Я просто поднял взор и молча уставился в небо.
Позвольте мне рассказать, чему нас учили в школе в Северной Корее. Вот чему: «Люди в Южной Корее выживают только благодаря воровству и донорству».
Ну, не ирония ли это!
Стоял июнь 1982 года, и моя жена была на последнем месяце второй беременности. Месяцами она недоедала, питаясь кореньями, травами и дикими растениями. Я не раз видел, как она мучительно страдала от колик, но она как-то все же выносила ребенка и теперь вновь собралась родить.
У нас не было денег, и я не мог отправить ее в клинику. Я изо всех сил старался раздобыть для нее хоть какой-то еды – морских водорослей для супа, свинины и риса, чтобы отпраздновать рождение, – но все это оставалось для нас недоступным. Иногда удавалось достать яиц, мешок риса и японской редьки. Я из кожи лез, чтобы накормить беременную жену, но большего, увы, сделать не мог.
С утра 4 июня у нее начались схватки. Я сказал ей, что нужно идти в больницу, но она настояла, что будет рожать дома.
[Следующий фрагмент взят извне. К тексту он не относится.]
PR #492, opened 2026-09-13
feat(bridge): detect mimocode as an OpenCode-compatible backend

MattiaPARRINELLO:
## Why

[mimocode](https://mimocode.dev) is a native fork of OpenCode and speaks the same HTTP server contract: `mimo serve` answers `/global/health` and `/session` exactly like `opencode serve`, so the managed OpenCode host (`ManagedOpenCodeHost`) drives it unchanged.

The launcher only missed it because detection matches an executable literally named `opencode`, while the fork installs as `mimo`. On such a machine `detectBackends()` returns `[]` and startup fails with:

```
No supported agent CLI was found on PATH. Install/select omp, pi, claude, codex, or opencode, then re-run with --backend if needed.
```

even though the agent is installed. The workaround was to pass `--backend opencode` *and* `HARNESS_REMOTE_OPENCODE_COMMAND=<path-to-mimo>` by hand.

## What

- `BACKEND_EXECUTABLES.opencode` now lists `["opencode", "mimo"]`, so `mimo` satisfies the existing `opencode` backend.
- New `resolveOpenCodeCommand()` picks whichever alias is actually on `PATH` (upstream name first) and is used both by the machine daemon and the single-host path, instead of the hardcoded `"opencode"` default.
- `HARNESS_REMOTE_OPENCODE_COMMAND` and `--opencode-command` keep priority.

The `opencode` id, labels and HTTP model catalog are unchanged; mimocode just becomes another executable that can back them.

## Verification

- `cd bridge && node --test` → **494 passing, 0 failing** (2 new tests: detection via `mimo`, and command resolution preferring `opencode` then falling back to `mimo`, with env override).
- Against a real harness: `mimo serve --hostname 127.0.0.1 --port 4099` returned `GET /global/health` → `{"healthy":true,"version":"local"}` (HTTP 200) and `GET /session` → HTTP 200, i.e. the exact contract `ManagedOpenCodeHost` polls.

Not a network-service change: no auth, `--root`, or CORS behavior touched.


MattiaPARRINELLO:
Deleted for reopening with updated code (2 clean commits, isOpenCodeLike helper).

PR #494, opened 2026-09-14
feat(bridge+web): add mimocode backend support + fix external session detection

MattiaPARRINELLO:
## Why

Mimocode is an OpenCode fork with an identical `/global/health` and session API. This PR adds first-class support so Harness Remote detects mimocode automatically and the Android app correctly tracks sessions started from an external terminal.

### fix(web): detect external busy sessions in refreshStatus
- `refreshStatus()` in native-session-v3-adapter.ts now fetches `?directory=` (mimo's `/session/status` is directory-scoped — without it the response is `{}`)
- Adopts externally busy sessions (sets `forcedStatus = "running"` even when the app didn't start the turn)
- New test: `native-session-external-status.test.mjs` (busy adopt + idle settle)

### feat(bridge+web): add mimocode backend support
- **Bridge**: `BACKEND_EXECUTABLES` adds `"mimo"`, `resolveOpenCodeCommand()` prefers opencode then mimo, new "mimocode" harness profile, dynamic managed backend detection
- **Web**: `BackendKind` adds `"mimocode"`, `isOpenCodeLike()` helper, whitelist updates across ~15 files, mimocode.svg icon, i18n (en/it/zh)
- **Retrocompatible**: if the real `opencode` is detected, everything works as before

## How to verify
- `cd bridge && node --test` → 494 pass
- `npx tsc -b` → 0 errors
- `node --experimental-strip-types web/src/session-first-regression.test.mjs` → pass
- `node --experimental-strip-types web/src/native-session-external-status.test.mjs` → 2/2 pass
- Tested on real mimo serve (daemon mode, `/v1/machine` returns `{id:"mimocode",backend:"mimocode"}`)

## Test env
- Garuda Linux (Arch), mimo `~/.mimocode/bin/mimo` (fork OpenCode, version "local")
- daemon `--backend claude` → Claude ACP + managed mimocode


MattiaPARRINELLO:
All 6 Copilot comments addressed in b80dbcf2:

1. **Electron allowlists** (profile-registry, request-transport, event-transport) — added `mimocode` to all 3 backend sets
2. **Double detection** — removed `mimo` from `BACKEND_EXECUTABLES.opencode` (now only in `mimocode`)
3. **Backend-aware command** — `resolveOpenCodeCommand()` accepts `{backend}` hint, prefers `mimo` when `backend=mimocode`
4. **machinePayload agentId** — uses `config.backend` instead of hardcoded `"opencode"`
5. **cancelled guard** — busy adoption now preserves `forcedStatus === "cancelled"`
6. **Launcher test** — updated to expect `["mimocode"]` (not `["opencode","mimocode"]`) when only mimo is present

All tests pass: bridge 494, tsc, session-first-regression, settings-regression, external-status 2/2, machine-payload, i18n.

MattiaPARRINELLO:
Re-review requested after addressing all Copilot review points:

**Done (commit e435fb3b):**
1. ✅ Dynamic label —  now prints 'Mimocode is ready' or 'OpenCode is ready' based on backend
2. ✅ BACKEND_KINDS consolidation — single  constant in , imported by all 6 whitelist locations (electron: profile-registry, request-transport, event-transport; web: taskClient, native-session-discovery, work-thread-conversation)
3. ✅ Cancelled guard test —  now covers 
4. ✅ Directory doc —  semantics documented in test header
5. ✅ Detection order test —  covers both-detected, single-mimocode, and upstream-first priority
6. ✅ Electron allowlist test —  validates all backends accepted by profile registry

**Test results:** bridge 498 pass, tsc clean, external-status 4/4, electron allowlist 3/3

giuliastro (dismissed):
Grazie, il supporto Mimocode è ben avviato e gli ultimi commit hanno risolto i rilievi Copilot principali. Prima di integrare restano però tre blocchi:

1. **Rebase sull'integration branch.** Ho retargettato la PR a `codex/development-2026-09-11`; GitHub la segnala ora `mergeable_state: dirty`. Va ribasata/aggiornata su `b22db691dd9183a69ee76f04b0f462c16efa21fd` preservando le recenti fix Native Session/adapter già presenti lì.

2. **`--opencode-command` viene ancora ignorato nel daemon.** `parseDaemonOptions()` continua correttamente a valorizzare `openCodeCommand` da CLI/env, ma `main()` lo rinomina `defaultOpenCodeCommand` e poi ricalcola sempre `resolveOpenCodeCommand(process.env, { backend: managedBackend })`. Quindi `harness-remote-daemon --opencode-command /custom/mimo` può avviare un binario diverso da quello esplicitamente richiesto. L'override esplicito deve restare autoritativo; la risoluzione OpenCode/Mimo va usata solo come default automatico.

3. **Non reintrodurre `/session/status` nel normale idle/pre-Send OpenCode.** La PR #351 ha intenzionalmente escluso quel read dal path ordinario perché può essere lento/inaffidabile e ritardare il primo Send. Il nuovo `refreshStatus()` ora chiama `api.listStatuses(...)` anche per una Session OpenCode-like interna e idle. L'adoption del busy esterno è utile, ma va limitata alle Session realmente esterne (ad es. `entry.target.external`, o stato equivalente) mantenendo l'early-return storico per le normali Session interne quando non sono `forcedStatus === "running"` e non c'è recovery watch. Aggiungerei un contratto che provi entrambe le cose: external idle/busy legge status con `directory`, internal idle/pre-Send non chiama affatto `listStatuses`.

Quando questi punti sono risolti, rifaccio la review sul branch di integrazione e facciamo passare l'intera CI (Chromium, desktop e Debug APK) prima del merge.

giuliastro (dismissed):
Thanks, the Mimocode support is off to a good start and the latest commits have addressed the main Copilot findings. Before integration, three blockers remain:

1. **Rebase onto the integration branch.** I retargeted the PR to `codex/development-2026-09-11`; GitHub currently reports it as `mergeable_state: dirty`. Please rebase/update it onto `b22db691dd9183a69ee76f04b0f462c16efa21fd`, preserving the recent Native Session/adapter fixes already present there.

2. **`--opencode-command` is still ignored by the daemon.** `parseDaemonOptions()` still correctly captures `openCodeCommand` from CLI/env, but `main()` renames it to `defaultOpenCodeCommand` and then always recomputes `resolveOpenCodeCommand(process.env, { backend: managedBackend })`. This means `harness-remote-daemon --opencode-command /custom/mimo` can start a different executable from the one explicitly requested. The explicit override must remain authoritative; OpenCode/Mimo resolution should only be used as the automatic default.

3. **Do not reintroduce `/session/status` into the normal idle/pre-Send OpenCode path.** PR #351 intentionally excluded that read from the ordinary path because it can be slow/unreliable and delay the first Send. The new `refreshStatus()` now calls `api.listStatuses(...)` even for an internal, idle OpenCode-like Session. External busy adoption is useful, but it should be limited to genuinely external Sessions (for example `entry.target.external`, or equivalent explicit state), while preserving the historical early return for normal internal Sessions when `forcedStatus !== "running"` and no recovery watch is active. I would add a contract that proves both sides: external idle/busy reads status with `directory`, while internal idle/pre-Send OpenCode does not call `listStatuses` at all.

Once these points are resolved, I will re-review the PR on the integration branch and we should run the full CI gate (Chromium, desktop, and Debug APK) before merge.

giuliastro (changes requested):
Thanks. I have retargeted this PR back to `main`. Your branch is already based on the current `main` (`21ce6db49af708c4c7c3f96ef6a50f62dced8dab`), so **no rebase is needed** at this point.

Two blockers remain before this can be considered for merge:

1. **Preserve the explicit `--opencode-command` override.** `parseDaemonOptions()` still captures the CLI/env override, but `main()` renames it to `defaultOpenCodeCommand` and then recomputes `resolveOpenCodeCommand(process.env, { backend: managedBackend })`. That can start a different executable from the one explicitly requested. The explicit CLI/env value must remain authoritative; OpenCode/Mimocode command discovery should only be the automatic default when no override was supplied.

2. **Do not reintroduce `/session/status` into the normal internal idle/pre-Send OpenCode path.** PR #351 deliberately removed that read from ordinary idle OpenCode reconciliation because the endpoint can be slow/unreliable and delay prompt delivery. The current `refreshStatus()` change calls `api.listStatuses(...)` for an internal idle OpenCode-like Session as well as an external one. External busy-session adoption is useful, but it must be scoped to genuinely external Sessions (for example `entry.target.external`, or equivalent explicit state), while preserving the historical early return for normal internal OpenCode Sessions when `forcedStatus !== "running"` and no recovery watch is active.

Please add executable regression coverage proving both sides of that lifecycle boundary: an external OpenCode/Mimocode Session reads directory-scoped status and can adopt busy state, while a normal internal idle/pre-Send OpenCode Session does **not** call `listStatuses` at all. Please also keep the existing OpenCode recovery semantics from #351 intact.

Once these are fixed, we can validate the PR independently against `main` with the full regression/Chromium/desktop/Debug APK gate. If it is accepted there, we will handle integration into the separate development branch on our side.

MattiaPARRINELLO:
Addresses the two blockers from your review:

**1. Preserve explicit `--opencode-command` override**
`parseDaemonOptions` now tracks `openCodeCommandExplicit` (set to `true` when `--opencode-command` CLI flag or `HARNESS_REMOTE_OPENCODE_COMMAND` env is provided). In `main()`, the explicit value is used as-is instead of being overwritten by `resolveOpenCodeCommand(process.env, { backend: managedBackend })`. Regression tests added in `daemon-cli.test.js` proving the flag is set correctly for CLI, env, and auto-resolved cases.

**2. Scope `/session/status` to external sessions only**
Restored the #351 early-return guard: `if (openCode && !entry.target.external && entry.forcedStatus !== "running" && !openCodeRecoveryWatchActive) return`. The directory-scoped `listStatuses` call now only happens for genuinely external sessions (`entry.target.external === true`). Added a regression test proving an internal idle/pre-Send OpenCode session does **not** call `listStatuses` at all. The test is wired into `test:ci:full`.

All bridge tests (501/501) pass. Web tests: `session-first-regression`, `native-session-external-status` (5/5 including new test), `native-session-observer`, and `native-session-model-lifecycle` all pass.

giuliastro:
I found one additional reproducible blocker while validating the updated PR locally.

`web/src/serverConfig.ts` now imports a runtime value from `./types.js`:

```ts
import { isOpenCodeLike, type ServerConfig } from "./types.js"
```

On `main`, that import is type-only:

```ts
import type { ServerConfig } from "./types.js"
```

The difference matters because `test:config` runs directly under Node with `--experimental-strip-types`. With the new runtime import, Node tries to resolve `web/src/types.js`, but the source tree only contains `types.ts`, so `npm run test:ci:full` fails immediately with:

```text
Error [ERR_MODULE_NOT_FOUND]: Cannot find module '.../web/src/types.js' imported from .../web/src/serverConfig.ts
```

I reproduced this on Node 22.23.2, matching the repository CI major version. The production build still passes because Vite resolves the source graph differently.

The diagnosis is also confirmed by running the same regression test through the existing Vite-based test runner:

```bash
cd web
node scripts/run-vite-test.mjs src/server-config.test.mjs
```

which passes successfully.

Recommended fix: keep `serverConfig.ts` compatible with the existing Electron/NodeNext `.js` import convention, but run `test:config` through the repository's existing Vite test runner instead of invoking the test directly with Node strip-types. For example, update the `test:config` script to use `scripts/run-vite-test.mjs` for `src/server-config.test.mjs`.

Please re-run the full web regression suite after the change (`npm run test:ci:full`). I would keep this PR blocked until that suite is green.

MattiaPARRINELLO:
Addresses the `test:ci:full` blocker.

`serverConfig.ts` now imports `isOpenCodeLike` (runtime) from `./types.js`, but `test:config`, `test:profiles`, and `test:machine-payload` ran under `node --experimental-strip-types` which cannot resolve `.ts` → `.js` — causing `ERR_MODULE_NOT_FOUND`.

**Fix:** Switched those three scripts to the existing Vite-based test runner (`scripts/run-vite-test.mjs`) which handles the source graph correctly. Production builds are unaffected (Vite resolves the graph differently).

**Verified:**
- `npm run test:ci:full` — all green
- `cd bridge && node --test` — 0 failures
- `npm run tsc -b` — clean (unchanged)

Commit: `8e8ced5a`

giuliastro:
Thanks for the work on this PR and for addressing the previous review findings.

After testing the latest version on a real machine with both OpenCode and Mimocode installed, I’m going to close this PR without merging it.

The main reason is that the core product goal is not actually achieved in the normal multi-harness setup. With both `opencode` and `mimo` available on `PATH`, the launcher detects both, but the daemon registers only one OpenCode-like managed backend and always prefers OpenCode. As a result, Mimocode does not appear as an available or active harness in Harness Remote.

We also tested the external-session behavior. The implementation is useful in the narrower case of a terminal attached to the same managed OpenCode/Mimocode server, but it does not provide general live synchronization for externally-running sessions, so the resulting behavior is more limited than the PR title and description initially suggested.

There are still useful ideas in this work — notably the OpenCode-like abstraction, Mimocode detection, and some of the status handling — and we may reuse those concepts in a future implementation.

However, reaching the intended behavior would now require another architectural iteration rather than a small follow-up fix, and I don’t want to keep asking for incremental corrections and repeated manual validation on this PR.

Thanks again for the contribution and the time spent iterating on it.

Я обратил внимание на ее вспотевший лоб. Нужны были пеленки, но откуда их взять? У меня был один комплект нижнего белья, а у жены – два. Единственное, что было под рукой – какая-то ветхая тряпица.
Я вскипятил воды, жена стонала во весь голос. Я натер ее спину, но и это не помогло. Миновал час, другой. Я стал волноваться.
– Я позову акушерку? – спросил я.
– Он скоро выйдет, поэтому просто побудь со мной, – попросила жена.
Я вновь стал настаивать на том, чтобы привести в дом акушерку, но жена и слышать об этом не хотела. И оставить ее я тоже не мог. Я отослал детей к отцу; Хочхоль знал дорогу, так что заплутать они не могли.
Комната наполнилась паром от кипящей воды, я сильно вспотел. Я с трудом представлял, каково сейчас приходится жене. Она тужилась и тужилась, но ребенок и не думал выходить. Я не заметил, как солнце село.